I got it working with terminal emulator using the same "input" as in this blog. After pushing enter I exited out terminal. Then I let it sleep on its own. When I woke it up it flickered while illuminating. I have not experience that with his tons before. It sleeped again and then lit up normally on waking up. I turned off the phone for a few and back on. Runs great just have to see if battery improves.

I'm running nightly 13.1 not 13 or 12. I have heard of problem with those on the hot plug. 13.1 has c4 enabled (deeper deep sleep). I have left the phone for 10 hours overnight with out charge from 100%. It went down to 92% on the morning I woke up and that is before franco hotplug.

Running codename android rom 1.1.4.

Sent from my Galaxy Nexus using Tapatalk


----------



## monkeyzou (Jan 21, 2012)

Hi all,

I have trying to enable the hotplug for the power saving.

After checking, even I change the parameter in hotplug_enabled, it would be restore after restart the devices.
So I want to place it in init.d folder for running.

But I found the init.d did not run.

I use the rom from bigxie and franco.kernel.

Did anyone knows why the script not works?


----------



## davidsky1 (Jan 19, 2012)

Lyxdeslic said:


> Alright alright. I'll direct link you to the obvious Google results next time. I'll hand-feed you some grapes too.


Wrong Troll writes three posts telling people they are wrong, instead of writing one post with the answer.

Moving on, how can we check if hot plug is working? Poster above mentioned a screen flicker, I noticed that my hot plug file is set to 1 in file explorer. No flickering for me though.

Confused and looking for next steps.


----------



## GSUS969 (Jul 19, 2011)

Hotplug is not the same as the "governor" settings on Franco's kernel. I personally don't know how to set it in the application, but I am confident that it will not be visible in a different program like SETCPU. I also understand that the OP doesn't want to buy the app...but seriously, its less than $2. Why not support the devs who bring us great applications?


----------



## davidsky1 (Jan 19, 2012)

GSUS969 said:


> Hotplug is not the same as the "governor" settings on Franco's kernel. I personally don't know how to set it in the application, but I am confident that it will not be visible in a different program like SETCPU. I also understand that the OP doesn't want to buy the app...but seriously, its less than $2. Why not support the devs who bring us great applications?

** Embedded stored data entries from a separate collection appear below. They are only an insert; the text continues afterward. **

PR #787, opened 2025-04-02
Feat/481040 radio save

jbarnsley10:
Saves radio/checkbox lists to the server
- significant rework of session management to avoid collisions if user has multiple tabs open


designer/server/src/__stubs__/form-definition.js
```diff
@@ -506,6 +506,54 @@ export const testFormDefinitionWithFileUploadPage = {
...
+  pages: [
+    {
+      id: 'p1',
+      path: '/radio-question',
+      title: 'Radio question',
+      section: 'section',
+      components: [
+        {
+          id: 'q1',
+          type: ComponentType.RadiosField,
```
whitewaterdesign, line 523: would it be worth adding a factory for radio components?

alexluckett (commented):
The "Cancel" button when adding a list item doesn't preserve any change to made to the form, e.g. if I edit the hint text and then press "cancel".

Might be unrelated to this PR but "Make this question optional" doesn't seem to be plumbed in either, it always seems to be required.

model/src/form/form-editor/types.ts
```diff
@@ -277,16 +284,17 @@ export type FormEditorInputQuestionDetails = Pick<
...
+  questionDetails?: Partial<ComponentDef>
+  editRow?: {
     radioId?: string
     radioLabel?: string
     radioHint?: string
     radioValue?: string
     expanded?: boolean
   }
-  listItems: { label?: string; hint?: string; value?: string; id?: string }[]
+  listItems?: { label?: string; hint?: string; value?: string; id?: string }[]
```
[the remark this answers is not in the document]
alexluckett: actually, ignore the `page` part. I think that might not work with the future multiple-components per page model.

designer/server/src/common/components/editor-card/template.njk
```diff
@@ -22,8 +22,10 @@
                     }) }}
                   {% endif %}
 
-                  {% if params.caption %}
+                  {% if not params.noTitlePadding %}
```
alexluckett, line 25: looks like this is the only time `noTitlePadding` is used. Do we need the condition?

jbarnsley10: It's called only once (from radio-or-checkobx-edit.njk) to prevent an extra bit of space at the top of the container

designer/server/src/routes/forms/editor-v2/question-details.js
```diff
@@ -60,25 +109,39 @@ export default [
       const { yar } = request
       const { params, auth, query } = request
       const { token } = auth.credentials
-      const { slug, pageId, questionId } =
-        /** @type {{ slug: string, pageId: string, questionId: string }} */ (
-          params
-        )
```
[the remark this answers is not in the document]
jbarnsley10: Yep, had done that already on a later revision

designer/server/src/common/components/editor-card/template.njk
jbarnsley10: Have achieved this in a different way without needing the new param

designer/server/src/common/constants/session-names.js
```diff
@@ -4,7 +4,7 @@ export const sessionNames = {
   fileDownloadPassword: /** @type {const} */ ('fileDownloadPassword'),
   questionType: /** @type {const} */ ('questionType'),
   reorderPages: /** @type {const} */ ('reorderPages'),
-  enhancedActionState: /** @type {const} */ ('enhancedActionState'),
+  questionSessionState: /** @type {const} */ ('questionSessionState'),
```
whitewaterdesign, line 7: nice, think this is better. 👍

designer/server/src/lib/editor.js
```diff
@@ -47,16 +56,17 @@ export async function addPageAndFirstQuestion(
   questionDetails,
   pageDetails
 ) {
-  const requestUrl = new URL(
-    `./${formId}/definition/draft/pages`,
-    formsEndpoint
-  )
+  questionDetails.name = questionDetails.name ?? randomId()
```
whitewaterdesign, line 59: not a fan 😆

designer/server/src/lib/editor.js
```diff
@@ -47,16 +56,17 @@ export async function addPageAndFirstQuestion(
...
-  const { body } = await postJsonByType(requestUrl, {
+  const { body } = await postJsonByType(buildRequestUrl(formId, 'pages'), {
     payload: {
       title: pageDetails?.title ?? '',
       path: `/${slugify(pageDetails?.title ?? questionDetails.title)}`,
-      components: [questionDetails],
+      components: [
+        {
+          ...questionDetails
+        }
```
whitewaterdesign, line 68: you could just put that line here ^

jbarnsley10: Changed

designer/server/src/lib/list.js
```diff
@@ -15,31 +16,27 @@ const putJsonByListType =
...
-    title: payload.question,
+    name: stringHasValue(questionDetails.list)
+      ? questionDetails.list
+      : randomId(),
+    title: `List for question ${questionDetails.name}`,
     type: 'string',
-    items: payload.autoCompleteOptions
+    items: listItems.map((item) => {
+      return {
+        // id: item.id,
```
whitewaterdesign, line 32: model now creates a random uuid if none exist - so this can either be removed or uncommented.

designer/server/src/lib/redirect-helper.js
```diff
@@ -7,10 +7,18 @@ import { addErrorsToSession } from '~/src/lib/error-helper.js'
...
  * @param {Error | undefined} error
  * @param {ValidationSessionKey} errorKey
+ * @param {boolean} [removeAnchor]
  */
-export function redirectWithErrors(request, h, error, errorKey) {
+export function redirectWithErrors(request, h, error, errorKey, removeAnchor) {
   addErrorsToSession(request, error, errorKey)
   const { pathname: redirectTo } = request.url
+  if (removeAnchor) {
+    const [withoutAnchor] = redirectTo.split('#')
```
whitewaterdesign, line 16: like this 👍

designer/server/src/lib/redirect-helper.js
```diff
@@ -7,10 +7,18 @@ import { addErrorsToSession } from '~/src/lib/error-helper.js'
...
+    return h
+      .redirect(`${withoutAnchor}#`)
```
whitewaterdesign, line 18: fine to go for this PR, but would be worth asking @davidjamesstone if there's a better way to handle this in hapi.

designer/server/src/lib/list.js
jbarnsley10: Changed, having re-synced models

designer/server/src/models/forms/editor-v2/question-details.js
```diff
@@ -225,23 +236,23 @@ export function questionDetailsViewModel(
     getExtraFields(questionFieldsOverride, validation)
   )
 
-  validation = overrideFormValuesForEnhancedAction(
-    validation,
-    enhancedActionState
-  )
+  validation = overrideFormValuesForEnhancedAction(validation, state)
```
whitewaterdesign, line 239: agree this is a valid side effect. 👍

whitewaterdesign (approved):
Looks good - suggest the session logic could be encapsulated in a class to make it more reusable...but that's one for a refactor.  Good stuff, well done for all the hard work on this.

designer/server/src/lib/redirect-helper.js
whitewaterdesign: to follow on from this, we had a call, @davidjamesstone suggests removing line 19 `.code(StatusCodes.SEE_OTHER)` as it will use a different redirect that may remove the anchor.  Also that line 16 is unlikely to work anyway as there would never be a anchor on the pathname.  So this could be removed.

PR #1420, opened 2026-05-05
feat/df-922: Metrics download

jbarnsley10:
Allow download of metrics data
According to ticket [DF-992](https://eaflood.atlassian.net/browse/DF-992), it should only download submissions counts for LIVE (non-preview) submissions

I already mentioned three times that I can't make online purchases.


----------



## benmgp (Jan 16, 2012)

Is Hotplug even worth the trouble? It's screen time that kills the battery life IMO. I can leave my phone on the table and not touch it, and get 48 hours or more. To my understanding, hp only kicks on when the screen is off. Correct?


----------



## ndwatkins (Jun 6, 2011)

My god. Could we please not turn this into XDA? The guy asked for some help. Stop badgering him about buying the app. He already said he couldn't. Franco provides the option in Terminal so you don't have to buy the app if you can't for whatever reason. You don't need to make this guy feel guilty.

Moving on. From what I understand, hotplug in terms of Franco's kernel works alongside whatever governor you choose. It won't show up as an option in SetCPU. Also, from my reading, I understand that the command you type in Terminal must be done after each reboot in order to re-enable hotplug. Since I do have the app, I can't attest to this method, but that is what I've read.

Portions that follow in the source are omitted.